PROVIDED MATERIAL:

PR #510, opened 2020-03-04
Feature/MMT-2160 Updating to jquery3

ryanmiller-1:
From Chris's work in MMT-2139, fixed existing datepicker, dropzone, and permissions issues that arose.

### DIFF
--- a/app/assets/javascripts/datepicker.coffee
+++ b/app/assets/javascripts/datepicker.coffee
@@ -1,3 +1,10 @@
+################################################################################
+# date pickers are used throughout our draft forms (e.g. temporal information) #
+# if you are looking for the UI objects controlling the selection of dates in  #
+# the CMR search related fields (e.g. bulk updates), you should look in the    #
+# datetimepicker files (e.g. datetimepicker.coffee)                            #
+################################################################################
+
 $(document).ready ->
   $('.metadata-form').on 'focus', 'input[type="datetime"]', ->
     pickerOpts =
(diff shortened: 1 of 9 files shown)


app/assets/stylesheets/components/_date-picker.scss
```diff
@@ -13,7 +13,7 @@
   direction: ltr;
 
   > div {
-    display: none;
+    display: inline-block;
```
ryanmiller-1: Ad comment to explain necessity

app/assets/javascripts/permissions.coffee
```diff
@@ -196,11 +196,11 @@ $(document).ready ->
         'search_groups[]':
           required: (element) ->
             # field is required if the other field has no value/selection
-            $('#search_and_order_groups_').val() == null
+            $('#search_and_order_groups_').val().length == 0 || $('#search_and_order_groups_').val() == null
```
jceaser: swap tests, null first

cgokey: yeah agree.

app/assets/javascripts/datepicker.coffee
```diff
@@ -1,3 +1,10 @@
+################################################################################
+# date pickers are used throughout our draft forms (e.g. temporal information) #
+# if you are looking for the UI objects controlling the selection of dates in  #
+# the CMR search related fields (e.g. bulk updates), you should look in the    #
+# datetimepicker files (e.g. datetimepicker.coffee)                            #
+################################################################################
+
```
cgokey: you sure?  search I though was Datepicker, forms (for selecting dates) was Datetimepicker?

ryanmiller-1: Yes.
My wild, not based on any real data hypothesis is that at some point we went to make the bulk updates and determined that we wanted a UI that offered maximum specificity for their query (maybe because it was a requirement) and discovered that our datepickers did not do the job.

PR #512, opened 2020-03-07
Update README.md

RubenArias1993:
Check documentetion


jceaser:
This word is spelled differently according to my spell checker.

PR #513, opened 2020-03-09
MMT-2178 Updating default from address to prevent gmail filtering

ryanmiller-1:
Updating MMT domain so that GMail should not filter it.


config/environments/development.rb
```diff
@@ -35,6 +35,7 @@
   config.action_mailer.default_url_options = { host: 'localhost', port: '3000' }
   config.action_mailer.perform_deliveries = false
   config.action_mailer.perform_caching = false
+  config.default_email_domain = 'earthdata.nasa.gov'
```
jceaser: you have a comment for the other environments, but not here

PR #514, opened 2020-03-09
MMT-2135 updated style sheet to fix div alignment problem.

jdf-eos:


jdf-eos:
@ryanmiller-1  What do you suggest?   Close this and open a new issue for the preview gem?

ryanmiller-1:
The preview gem just copies the precompiled version of MMT's assets.  There are instructions for it in its repo.  I think you'll need a PR here and over there.  Over here, you'll need to include the new preview gem commit ref.

PR #516, opened 2020-03-11
MMT-2175: fix SOAP calls to Legacy Services

charleshuang80:
* remove token_with_client_id method
* modify tokens used in Echo SOAP methods
* updates in Echo::Client libraries
* update tests
* move around some controller and test files


lib/echo/base.rb
```diff
@@ -65,6 +70,17 @@ def wrap_with_envelope(content)
       end
     end
 
+    def payload_token(token)
+      return nil if token.blank? # better to return '' or nil ???
```
charleshuang80: remove comment

PR #518, opened 2020-03-16
MMT-2179 Updating datetime inputs to be custom-datetimes and updating comment to make it clear that we are not relying on a deprecated html standard.

ryanmiller-1:


app/helpers/form_helper.rb
```diff
@@ -143,15 +143,17 @@ def mmt_select(options)
   end
 
   # RAILS5.1 -- datetime_field_tag returns a datetime_local instead of date_time
-  # datetime_local doesn't support UTC.  
-  ## def mmt_datetime_field_tag(name, dt, options)
+  # datetime_local doesn't support UTC and is supported in some, but not all
+  # browsers.  custom-datetimes are managed by datepicker.coffee and
+  # datepicker.scss and are unrelated to the deprecated html datetime input type
```
charleshuang80: In datapicker.scss (and in date-picker.scss) I see no reference to anything with 'datetime' as a selector. I'm not sure if that means this comment is misleading or not.

ryanmiller-1: The datepicker.coffee picks up the input tag and then all of the css to control the datepickers is in those scss files.  I can reword the comment

PR #523, opened 2020-03-20
MMT-2179-2 updating to use custom-datetime so that it is not confused with deprecated html input field

ryanmiller-1:
Lost a battle with git on the old branch, so I copied the changes into a new branch.  Same changes as other PR (https://github.com/nasa/mmt/pull/518/commits/85851e07072c8ec4a13f411c2089305a09109ed2), but with the comment and gems updated.


app/helpers/form_helper.rb
```diff
@@ -168,7 +171,7 @@ def mmt_datetime(options)
     )
     
     # TODO -- gsub reverts to the pre-Rails 5.1 behavior of using datetime,  instead of datetime-local See MMT-2060
```
charleshuang80: do we still need this comment?

PR #524, opened 2020-03-20
MMT-2175: fix for missed echo provider token passed to soap call

charleshuang80:


lib/echo/data_management.rb
```diff
@@ -168,11 +168,11 @@ def get_order_options(echo_provider_token, guids = nil)
     end
 
     # Deprecates an order so it can be deleted
-    def deprecate_order_options(token, guids)
+    def deprecate_order_options(echo_provider_token, guids)
       builder = Builder::XmlMarkup.new
 
       builder.ns2(:SetCatalogItemOptionDefinitionsDeprecated, 'xmlns:ns2': 'http://echo.nasa.gov/echo/v10', 'xmlns:ns3': 'http://echo.nasa.gov/echo/v10/types', 'xmlns:ns4': 'http://echo.nasa.gov/ingest/v10') do
-        builder.ns2(:token, payload_token(token))
```
charleshuang80: This was the cause of the bug that Francell found. We were passing the client id with the echo provider token, which caused problems.

PR #525, opened 2020-03-24
MMT-2115 adding modal partial to page.

ryanmiller-1:


spec/features/proposal/search/collection_search_spec.rb
```diff
@@ -64,8 +80,6 @@
       end
 
       it 'does not display the actions for collections in MMT proper' do
-        # TODO when we have the actions for collections added in Draft MMT
```
ryanmiller-1: These are being tested in create_from_collection_spec.rb, so they don't need to be added to another test here.  Nothing lost be removing this comment.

AIM OF THE EXERCISE:
All of the records above should be given again exactly as written.

TASK ANSWER:
PR #510, opened 2020-03-04
Feature/MMT-2160 Updating to jquery3

ryanmiller-1:
From Chris's work in MMT-2139, fixed existing datepicker, dropzone, and permissions issues that arose.

### DIFF
--- a/app/assets/javascripts/datepicker.coffee
+++ b/app/assets/javascripts/datepicker.coffee
@@ -1,3 +1,10 @@
+################################################################################
+# date pickers are used throughout our draft forms (e.g. temporal information) #
+# if you are looking for the UI objects controlling the selection of dates in  #
+# the CMR search related fields (e.g. bulk updates), you should look in the    #
+# datetimepicker files (e.g. datetimepicker.coffee)                            #
+################################################################################
+
 $(document).ready ->
   $('.metadata-form').on 'focus', 'input[type="datetime"]', ->
     pickerOpts =
(diff shortened: 1 of 9 files shown)


app/assets/stylesheets/components/_date-picker.scss
```diff
@@ -13,7 +13,7 @@
   direction: ltr;
 
   > div {
-    display: none;
+    display: inline-block;
```
ryanmiller-1: Ad comment to explain necessity

app/assets/javascripts/permissions.coffee
```diff
@@ -196,11 +196,11 @@ $(document).ready ->
         'search_groups[]':
           required: (element) ->
             # field is required if the other field has no value/selection
-            $('#search_and_order_groups_').val() == null
+            $('#search_and_order_groups_').val().length == 0 || $('#search_and_order_groups_').val() == null
```
jceaser: swap tests, null first

cgokey: yeah agree.

app/assets/javascripts/datepicker.coffee
```diff
@@ -1,3 +1,10 @@
+################################################################################
+# date pickers are used throughout our draft forms (e.g. temporal information) #
+# if you are looking for the UI objects controlling the selection of dates in  #
+# the CMR search related fields (e.g. bulk updates), you should look in the    #
+# datetimepicker files (e.g. datetimepicker.coffee)                            #
+################################################################################
+
```
cgokey: you sure?  search I though was Datepicker, forms (for selecting dates) was Datetimepicker?

ryanmiller-1: Yes.
My wild, not based on any real data hypothesis is that at some point we went to make the bulk updates and determined that we wanted a UI that offered maximum specificity for their query (maybe because it was a requirement) and discovered that our datepickers did not do the job.

PR #512, opened 2020-03-07
Update README.md

RubenArias1993:
Check documentetion


jceaser:
This word is spelled differently according to my spell checker.

PR #513, opened 2020-03-09
MMT-2178 Updating default from address to prevent gmail filtering

ryanmiller-1:
Updating MMT domain so that GMail should not filter it.


config/environments/development.rb
```diff
@@ -35,6 +35,7 @@
   config.action_mailer.default_url_options = { host: 'localhost', port: '3000' }
   config.action_mailer.perform_deliveries = false
   config.action_mailer.perform_caching = false
+  config.default_email_domain = 'earthdata.nasa.gov'
```
jceaser: you have a comment for the other environments, but not here

PR #514, opened 2020-03-09
MMT-2135 updated style sheet to fix div alignment problem.

jdf-eos:


jdf-eos:
@ryanmiller-1  What do you suggest?   Close this and open a new issue for the preview gem?

ryanmiller-1:
The preview gem just copies the precompiled version of MMT's assets.  There are instructions for it in its repo.  I think you'll need a PR here and over there.  Over here, you'll need to include the new preview gem commit ref.

PR #516, opened 2020-03-11
MMT-2175: fix SOAP calls to Legacy Services

charleshuang80:
* remove token_with_client_id method
* modify tokens used in Echo SOAP methods
* updates in Echo::Client libraries
* update tests
* move around some controller and test files


lib/echo/base.rb
```diff
@@ -65,6 +70,17 @@ def wrap_with_envelope(content)
       end
     end
 
+    def payload_token(token)
+      return nil if token.blank? # better to return '' or nil ???
```
charleshuang80: remove comment

PR #518, opened 2020-03-16
MMT-2179 Updating datetime inputs to be custom-datetimes and updating comment to make it clear that we are not relying on a deprecated html standard.

ryanmiller-1:


app/helpers/form_helper.rb
```diff
@@ -143,15 +143,17 @@ def mmt_select(options)
   end
 
   # RAILS5.1 -- datetime_field_tag returns a datetime_local instead of date_time
-  # datetime_local doesn't support UTC.  
-  ## def mmt_datetime_field_tag(name, dt, options)
+  # datetime_local doesn't support UTC and is supported in some, but not all
+  # browsers.  custom-datetimes are managed by datepicker.coffee and
+  # datepicker.scss and are unrelated to the deprecated html datetime input type
```
charleshuang80: In datapicker.scss (and in date-picker.scss) I see no reference to anything with 'datetime' as a selector. I'm not sure if that means this comment is misleading or not.

ryanmiller-1: The datepicker.coffee picks up the input tag and then all of the css to control the datepickers is in those scss files.  I can reword the comment

PR #523, opened 2020-03-20
MMT-2179-2 updating to use custom-datetime so that it is not confused with deprecated html input field

ryanmiller-1:
Lost a battle with git on the old branch, so I copied the changes into a new branch.  Same changes as other PR (https://github.com/nasa/mmt/pull/518/commits/85851e07072c8ec4a13f411c2089305a09109ed2), but with the comment and gems updated.


app/helpers/form_helper.rb
```diff
@@ -168,7 +171,7 @@ def mmt_datetime(options)
     )
     
     # TODO -- gsub reverts to the pre-Rails 5.1 behavior of using datetime,  instead of datetime-local See MMT-2060
```
charleshuang80: do we still need this comment?

PR #524, opened 2020-03-20
MMT-2175: fix for missed echo provider token passed to soap call

charleshuang80:


lib/echo/data_management.rb
```diff
@@ -168,11 +168,11 @@ def get_order_options(echo_provider_token, guids = nil)
     end
 
     # Deprecates an order so it can be deleted
-    def deprecate_order_options(token, guids)
+    def deprecate_order_options(echo_provider_token, guids)
       builder = Builder::XmlMarkup.new
 
       builder.ns2(:SetCatalogItemOptionDefinitionsDeprecated, 'xmlns:ns2': 'http://echo.nasa.gov/echo/v10', 'xmlns:ns3': 'http://echo.nasa.gov/echo/v10/types', 'xmlns:ns4': 'http://echo.nasa.gov/ingest/v10') do
-        builder.ns2(:token, payload_token(token))
```
charleshuang80: This was the cause of the bug that Francell found. We were passing the client id with the echo provider token, which caused problems.

PR #525, opened 2020-03-24
MMT-2115 adding modal partial to page.

ryanmiller-1:


spec/features/proposal/search/collection_search_spec.rb
```diff
@@ -64,8 +80,6 @@
       end
 
       it 'does not display the actions for collections in MMT proper' do
-        # TODO when we have the actions for collections added in Draft MMT
```
ryanmiller-1: These are being tested in create_from_collection_spec.rb, so they don't need to be added to another test here.  Nothing lost be removing this comment.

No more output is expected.